Sertão, Julho de 2018


Sertão, Julho de 2018.
Ida e volta ao sertão da Paraíba de ônibus, de Campina Grande a Marizópolis, sete horas de viagem; ônibus confortável, com ar condicionado, mas pára muito, um sobe e desce; e checagem de bilhetes de passagem, e põe e tira malas, nesse ritual por toda estrada. Em quase todas cidades o ônibus pára nas rodoviárias. Raramente os banheiros estão limpos ou têm papel higiênico ou sabão para lavar as mãos. Quando paramos para refeições ficamos à mercê das escolhas dos motoristas dos ônibus que devem se beneficiar com refeições grátis; mas nem sempre resulta na melhor alternativa para os passageiros. Quatorze horas no total, ida e volta. Eu tinha livros para ler mas resolvi olhar a irresistível paisagem, acompanhar a cordilheira azul, que vem dos lados do Ceará e que parece dividir os Estados de Paraíba e Pernambuco, que se estende preguiçosa e bela margeando a estrada à distância, em todo percurso, até a Serra da Borborema. Bela geografia, com efeito, contrasta com a geopolítica.

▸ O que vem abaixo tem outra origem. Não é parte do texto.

PR #938, opened 2017-11-09
subvoxel r2s record_to_geom

zxkjack123:
Major changes:

- `alara.py`: edit function `record_to_geom()`, add code for sub-voxel r2s. write sub-voxel R2S alara input

- `r2s.py`: add a parameter `sub_voxel`

- `test_alara.py`: add a test function `test_record_to_geom_subvoxel()` to test sub-voxel R2S, ALARA input, geom part

- Add two files in `pyne/tests/files_test_alara/` as expect results of test function.


tests/test_alara.py
```diff
@@ -285,6 +285,51 @@ def test_record_to_geom():
...
+
+    cell_fracs[:] = [(0, 11, 0.55, 0.0), (0, 12, 0.45, 0.0), (1, 11, 0.2, 0.0),
+                     (1, 12, 0.3, 0.0), (1, 13, 0.5, 0.0), (2, 11, 0.15, 0.0),
+                     (2, 14, 0.01, 0.0), (2, 15, 0.04, 0.0), (2, 16, 0.8, 0.0),
+                     (3, 11, 0.55, 0.0), (3, 12, 0.45, 0.0)]
+
+    m = Mesh(structured_coords=[[-1, 0, 1], [-1, 0, 1], [0, 1]],
+             structured=True, mats=None)
+
+    record_to_geom(m, cell_fracs, cell_mats, geom, matlib,sub_voxel=True)
```
scopatz: PEP8: single space after comma

scopatz:
This looks good to me @zxkjack123 - but I am not an expert. @makeclean or @gonuke or @kkiesling, do you want to take a look?

pyne/alara.py
```diff
@@ -287,31 +289,51 @@ def record_to_geom(mesh, cell_fracs, cell_mats, geom_file, matlib_file,
...
+                    mixture += '    material {0} 1 {1}\n'.format(key, value)
+
+                mixture += 'end\n\n'
+
+            mat_loading += '    zone_{0}    mix_{1}\n'.format(i,
+                            unique_mixtures.index(ve_mixture))
+    else:
+        sve_count = 0
+        for row in cell_fracs:
+            for i, mat, ve in mesh:
```
gonuke: These loops seem backwards - we probably don't to loop over the whole mesh for each row in `cell_fracs`

pyne/alara.py
```diff
@@ -287,31 +289,51 @@ def record_to_geom(mesh, cell_fracs, cell_mats, geom_file, matlib_file,
...
-
-        if ve_mixture not in unique_mixtures:
-            unique_mixtures.append(ve_mixture)
-            mixture += 'mixture mix_{0}\n'.format(
-                                           unique_mixtures.index(ve_mixture))
-            for key, value in ve_mixture.items():
-                mixture += '    material {0} 1 {1}\n'.format(key, value)
-
-            mixture += 'end\n\n'
+    if not sub_voxel:
```
gonuke: I think this conditional can be at least one layer deeper in the loops, esp. once you have reordered the loops for the subvoxel case.

It may be appropriate to use the conditional in many separate places rather than have two very similar blocks.

pyne/alara.py
gonuke: I just noticed the same in #936

gonuke: Maybe this is related to how we ensure consistent ordering?  but this loop ordering is going to be extremely!!! Inefficient for large mesh:  For a mesh with N voxels, `cell_fracs` will have O(N) rows and mesh will have N entries, so it will be N^2

gonuke (changes requested):
The loop ordering here (and in #936 ) is very inefficient.

pyne/alara.py
zxkjack123: Although these two blocks are both used to materials information to ALARA input file, but actually they have a big different. 

For the normal R2S, we need to name the `mixture` composed of different materials, and assign a id to this `mixture`, however, we don't need to do that in sub-voxel R2S. Because the material of each sub-voxel is the same as corresponding cell. So I write `material.name` to ALARA input file to simplify this process. 

These two blocks look similar but do writing different content. It would make the code more complex if we make the conditional be deeper in the loops, because we need to make conditional judgement for almost every line of the code.

zxkjack123:
`ves = list(mesh.iter_ve())`and `ves[row['idx']]` are used to replace the loop: `for i, _, ve in mesh:`

gonuke (approved):

gonuke:
Thanks @zxkjack123

PR #939, opened 2017-11-10
update for CI

scopatz:
Don't need to bootstrap anymore


scopatz:
CC @pyne/developers

ljacobson64:
Why don't we need this anymore?

ljacobson64:
@scopatz

scopatz:
Sorry I missed this! We don't need this anymore because I updated the docker containers to include the latest bateman solver and data.  Thus we don't need to regenerated it in CI for the tests to pass.

ljacobson64:
I see!

PR #1409, opened 2021-07-23
extend Bar to IfBar

zxkjack123:
## Description
Add a IfBar for eaiser turn on/off of the progress print.

## Motivation and Context
Truning on/off of  `progress.bar` make the code messy. This PR add a extended IfBar according to the suggestion of @gonuke [here](https://github.com/pyne/pyne/pull/1401#discussion_r675255868).

## Changes
The `class IfBar` in `pyne.utils`, and a test.

## Others
The `IfBar` will hopefully make the code of progress bar in #1401 cleaner.

### DIFF
--- a/CHANGELOG.rst
+++ b/CHANGELOG.rst
@@ -19,6 +19,7 @@ Next Version
    * removing old circle-ci related stuff (#1405)
    * adds a manual trigger for docker build workflow (#1406)
    * clarify the tag name for docker images generated in CI (#1407)
+   * add ifbar to cleanup the code about progress bar (#1409)
 
 v0.7.5
 ======
--- a/pyne/utils.py
+++ b/pyne/utils.py
@@ -6,6 +6,7 @@ from warnings import warn
 from distutils.dir_util import remove_tree
 import filecmp
 from io import open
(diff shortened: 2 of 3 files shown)


gonuke (commented):
This looks good to me - thanks for taking the time to implement this @zxkjack123 .

For testing, we normally try to separate generating the output from writing/printing the output, but that's not possible in this case.  I wonder if something like this is worth it? 

https://stackoverflow.com/questions/4219717/how-to-assert-output-with-nosetest-unittest-in-python

zxkjack123:
> This looks good to me - thanks for taking the time to implement this @zxkjack123 .
> 
> For testing, we normally try to separate generating the output from writing/printing the output, but that's not possible in this case. I wonder if something like this is worth it?
> 
> https://stackoverflow.com/questions/4219717/how-to-assert-output-with-nosetest-unittest-in-python

@gonuke I don't think it's worth to use tools such as context manager for the purpose of tesing print strings of progress bar. The test in this PR has tested that the progress bar works when if turned on/off. The detailed printed strings on the screen does not influence the runing of the program.

PR #1410, opened 2021-07-23
limits build_test and housekeeping to pull_request trigger only

bam241:
we run the exact `build_test` and `housekeeping` with the exact same condition on push(merge) and pull_request, 

I think it is a bit overkill and will trigger things in forks without people necessarily be aware of them...
so I thought we might as well limit ourselves to pull_request....

### DIFF
--- a/.github/workflows/build_test.yml
+++ b/.github/workflows/build_test.yml
@@ -9,14 +9,7 @@ on:
       - '.github/workflows/changelog_test.yml'
       - 'docker/**'
       - 'CHANGELOG.rst'
-  push:
-    branches:
-      - develop
-    paths-ignore:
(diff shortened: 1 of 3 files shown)


.github/workflows/build_test.yml
```diff
@@ -9,14 +9,7 @@ on:
       - '.github/workflows/changelog_test.yml'
       - 'docker/**'
       - 'CHANGELOG.rst'
-  push:
```
gonuke, line 12: haven't we traditionally done a built & test on merge (aka push)?  I'm on the fence about whether or not it is necessary, but removing this is a departure from our CircleCI testing (I think)

gonuke (commented):
Thanks @bam241 - not sure if this is something we should discuss.

PR #1417, opened 2021-10-08
Adding method to write material library in an OpenMC XML format.

pshriwise:
## Description
These changes add a method to `MaterialLibrary` that allow one to write the materials in an XML format for use with OpenMC.

## Motivation and Context
For verification, it is sometimes easier to have the materials in a format that OpenMC can read. This is also useful when looking to apply material definitions from a PyNE material library to OpenMC models.

### DIFF
--- a/src/material_library.cpp
+++ b/src/material_library.cpp
@@ -1,6 +1,7 @@
 #ifndef _WIN32
 #include <unistd.h>
 #endif
+#include <fstream>
 #include <iostream>
 
 #ifndef PYNE_IS_AMALGAMATED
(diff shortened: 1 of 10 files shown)


src/material_library.cpp
```diff
@@ -135,6 +136,23 @@ void pyne::MaterialLibrary::write_json(const std::string& filename) {
   f.close();
 }
 
+void pyne::MaterialLibrary::write_openmc(const std::string& filename) const
+{
+  std::ofstream f(filename.c_str());
+  // write header
+  f << "<?xml version=\"1.0\"?>\n";
+  f << "<materials>\n";
```
gonuke, line 144: Is there a desire for any tabs/indentation in these files?

gonuke (commented):
This looks ok to me, just one non-blocking question

src/material_library.cpp
pshriwise: Mmm, good point. I think this function is fine since the `<materials`> tag isn't indented, but the `<material`> tags had some indentation that was off.

I've corrected those and added an argument to the `Material::openmc` method for the indention level (1 by default assuming the materials are being written directly into a standard materials XML file w/o modification).

Changes in 12eeab0e74cebea0e44191a7eed2db612e8cf7cb.

gonuke (approved):
Thanks @pshriwise

PR #1415, opened 2021-09-20
Release workflow update

bam241:
this will change:
- [x] CMakeFile will generate header for python and CPP to deal with  PYNE_VERSION number 
- [x] change the DAGMC target in CI Docker image to target DAGMC/`stable` tag (just been created)

PR #1427, opened 2021-11-02
Update version strings for new release

gonuke:
Updating the two places that refer to the version number of a release in preparation for a microrelease.

### DIFF
--- a/CHANGELOG.rst
+++ b/CHANGELOG.rst
@@ -5,6 +5,11 @@ PyNE Change Log
 Next Version
 ============
 
+
+
+v0.7.6
+======
+
 **New Capabilities**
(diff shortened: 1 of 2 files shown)


shimwell:
Looks much easier than I was expecting, just the one version number change in a couple of files. I had a look around for other places where the version might be needed but this looks like everything. Many thanks to the implementer of the PYNE_VERSION varible, it is a great time saver. I have updated the DAGMC community docs to include these steps in the documented release list.

shimwell (approved):

gonuke:
> Many thanks to the implementer of the PYNE_VERSION varible, it is a great time saver. 

That was @bam241 in #1415

PR #1428, opened 2021-11-02
Make Pyne Version actions into a CMake include

gonuke:
To make the action available to other CMake workflows, the actions to set and invoke the version number is moved to a file that can be included.

This is driven by the need to invoke these actions when PyNE is being amalgamated from a SubModule

### DIFF
--- a/CMakeLists.txt
+++ b/CMakeLists.txt
@@ -11,17 +11,7 @@ list(APPEND CMAKE_MODULE_PATH "${CMAKE_CURRENT_LIST_DIR}/cmake")
 # Setup the project
 project(pyne)
 
-
-# Set PYNE version
-set(PYNE_MAJOR_VERSION 0)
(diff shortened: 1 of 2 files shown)


shimwell:
All the CI has successfully passed :tada: and this includes build so I think these changes are well tested.

I can see that the variables that have been moved are still accessible to the CMakeLists.txt as it calls ```include(PyneVersion)``` where the variables now reside. Looks like it will not impact the PyNE code at all and if it makes PyNE more usable elsewhere in SubModule form then that sounds great.

shimwell (approved):

shimwell:
Happy to merge this into the RC branch if there are no objections

gonuke:
Please do merge this.  There may need to be more changes here to accommodate the submodule use case(s), but let's go with this for now.

PR #1430, opened 2021-11-09
Update version macro to allow for specifying path

gonuke:
## Description
Introduce an optional path for specifying where the PyNE version substitution should occur.

## Motivation and Context
When PyNE is included as a submodule, it may be necessary to process the PyNE Version substitution without running directly CMake on the PyNE directory.  A new Version macro was introduced in #1428, but it still assumes that CMake is running in the base PyNE source directory.

This change allows the user/developer to specify a path to the PyNE source.

## Changes
This is a new feature from PyNE's point of view, but contributes to a bug fix in downstream packages.


gonuke:
This may not be the right way to do this... closing to try a different approach

PR #1431, opened 2021-11-11
Improving ability to invoke PyNE Version CMake macro when submodule

gonuke:
## Description
Introduce features and variables that allow the PyNE Version CMake macro to be called from a different path location

## Motivation and Context
The PyNE Version macro works for build from within PyNE, but needs more support when PyNE is a submodule in a different path.

## Changes
This can be considered a feature enhancement with changes in the PyNE Version macro.

### DIFF
--- a/CHANGELOG.rst
+++ b/CHANGELOG.rst
@@ -16,7 +16,7 @@ v0.7.6
 **Change**
    * exclude docker related stuff from build_test (#1404 #1408)
    * move changelog test in its own workflow (#1404)
-   * Adds 2 templates header files (one for Python one for CPP) to store PYNE version number, cmake will automatically configure proper version files for python and cpp based on the PYNE VERSION number located in the root CMakeFile.txt (#1415)
+   * Adds 2 templates header files (one for Python one for CPP) to store PYNE version number, cmake will automatically configure proper version files for python and cpp based on the PYNE VERSION number located in the root CMakeFile.txt (#1415, #1428)
    * PyNE CI docker container now target DAGMC:'stable' tag instead of develop. (#1415)
 
 **Fix**
--- a/CHANGELOG.rst
+++ b/CHANGELOG.rst
@@ -16,9 +16,9 @@ v0.7.6
 **Change**
    * exclude docker related stuff from build_test (#1404 #1408)
    * move changelog test in its own workflow (#1404)
-   * Adds 2 templates header files (one for Python one for CPP) to store PYNE version 
-     number, cmake will automatically configure proper version files for python and cpp 
-     based on the PYNE VERSION number located in the root CMakeFile.txt (#1415, #1428, #1430)
+   * Adds 2 templates header files (one for Python one for CPP) to store PYNE version number, 
+     cmake will automatically configure proper version files for python and cpp based on the 
+     PYNE VERSION number located in the root CMakeFile.txt (#1415, #1428)
    * PyNE CI docker container now target DAGMC:'stable' tag instead of develop. (#1415)
 
 **Fix**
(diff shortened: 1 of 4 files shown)


gonuke:
I think this has all the features necessary to allow DAGMC get the version updated successfully before building

gonuke:
see here for tests of a version of DAGMC using this hash of pyne: https://github.com/gonuke/DAGMC/actions/runs/1454211195

gonuke:
Once this is merged, I'll update the DAGMC PR to refer to the merged hash

gonuke:
Needed another DAGMC update, so hopefully passing tests will be here: https://github.com/gonuke/DAGMC/actions/runs/1454268099

gonuke:
I've added Mac and Windows testing, available here: https://github.com/gonuke/DAGMC/actions

shimwell:
> Needed another DAGMC update, so hopefully passing tests will be here: https://github.com/gonuke/DAGMC/actions/runs/1454268099

All 12 passed :tada:

shimwell:
> I've added Mac and Windows testing, available here: https://github.com/gonuke/DAGMC/actions

all 3 passed :tada:

shimwell (approved):

pshriwise (changes requested):
Tried this out and it works quite well! No line comments from me. The only thing I'll request is updates to the docs (maybe near info on amalgamation) to indicate how to use PyNE as a submodule in another project.

Though if we think the situation with using PyNE as a submodule in DAGMC is a one-off occurrence, I'm fine w/ skipping the docs.

gonuke:
> Tried this out and it works quite well! No line comments from me. The only thing I'll request is updates to the docs (maybe near info on amalgamation) to indicate how to use PyNE as a submodule in another project.

Yeah.... so this raises an additional question about ensuring the version substitution happens prior to amalgamation.  At the moment, that solution lives in DAGMC.  I can document how to invoke the version  substitution from a code that includes PyNE as a submodule, but DAGMC then also has a custom amalgamation script, etc...  I think we need a slightly better solution that lives in PyNE before we can document it well.

pshriwise:
Hrmm so you're suggesting we perhaps move the new amalgamation script from DAGMC to PyNE?

gonuke:
No - that won't quite do it, either.

In DAGMC, I call a CMake macro for version substitution (because we're already in the middle of a CMake build), and then we call a bash script that ultimately calls the normal amalgamate script.

Since we are relying on CMake-based version substitution, we need to somehow invoke CMake at the beginning of the amalgamate process.  It might be about making a separate CMakeList config file for amalgamation that invokes the same macro?

gonuke:
But I'm not sure we can invoke that from within the amalgamation python script, because we call that from DAGMC's CMake build and that might just mess things up.... although it's invoked from within a new bash shell (too many layers!)

pshriwise:
Not very pretty, but we could make it an option to run the CMake preprocessing in the amalgamation script? Standard use would execute the CMake substitution, but we'd tell it not to in DAMGC b/c we handle that with the `PYNE_SUBMODULE_PATH` variable?

I'm wondering if we, unfortunately, approached this the wrong way and maybe should have stored the version information in the Python side and generated a `pyne_version.h` file using Python instead?

gonuke:
I think this was right because we probably will ultimately want to have CMake put this info in other places (see current issue with MOAB...)

gonuke:
If we did it in the amalgamation script, we could back out changes in DAGMC and get rid of the SUBMODULE_PATH stuff?

gonuke:
withdrawing this in favor of #1434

Como nasci, no Sítio Carnaúba, olhando aquela serra, certa vez inventei uma estória que tinha como protagonista a serra azul. Foi assim: vieram uns compradores de bois para abate de Marizópolis, negociar os animais com meu pai, entre eles havia dois meninos, mais velhos do que eu. Eu contei para aqueles meninos que eu tinha um cavalo que corria sobre a serra, a toda velocidade, por cima de queimadas, por cima das cinzas, sendo que de vez em quando era encoberto pela fumaça. Os meninos me olharam incrédulos, espantados e desconfiados de minha fantasia. Alguns anos mais tarde fui morar na Vila e lá encontrei esses mesmos meninos, que não esqueceram da minha estória, e caçoaram de mim; não me davam trégua, me chamavam de beiradeiro (quem mora nas beiradas: os fazendeiros, os sitiantes). Contavam para os outros meninos a estória que eu lhes havia contado; era certamente um tipo de “bullying.”
A vegetação do sertão semi-árido é quase toda de árvores pequenas, quase rasteiras: juremas, mufumbos, marmeleiros; aqui e acolá árvores grandes tais como: juazeiros, angicos, raros pau d'arcos, carnaubeiras; das fendas dos lajedos brotam as macambiras vaidosas, como se mostrassem que são resistentes as adversidades. Os xique-xiques e os mandacarus são vistos também em outras regiões da América do Sul e do Norte, principalmente no México e no deserto dos Estados Unidos (como cactus); mas aqui adquirem qualidade e cenário imbatíveis para caracterizar nosso sertão nordestino.
A TV e os jornais quase sempre mostram o sertão nordestino na pior situação, não o mostram quando este está verde, florido, plantado, após as chuvas; a mim parece que o interesse da imprensa (com raríssimas exceções) é mostrar sempre o pior: esqueletos de animais, matas e açudes secos, sertanejos relatando miséria e comendo ratos. É claro que a realidade deve ser mostrada, mas mostrem também, à guisa de justiça, quando o sertão está molhado, verde; de qualquer forma o sertão é sempre belo e ele fica sempre lá para quem quiser ver.
Como dito, o sertão é lindo quando chove, a vegetação cresce rapidamente, tudo fica verde, como se tivesse pressa em se exibir, por não saber quando outra chuva virá.
Passamos por várias cidades onde os moradores de quase todas as casas costumam plantar árvores frutíferas nos quintais: coqueiros, bananeiras, cajueiros, goiabeiras, mangueiras, etc. Este ano houve volume razoável de chuva. Nota-se pela quantidade de lagoas, pequenos açudes, barragens, à beira da estrada quase todos ainda com água e pelos capins amarelados, acarminados, coloridos pela ação impiedosa do sol.
Fico pensando se o sertão tivesse chuvas regulares; se a Serra da Borborema deixasse as nuvens carregadas passarem; a história do sertão certamente seria outra.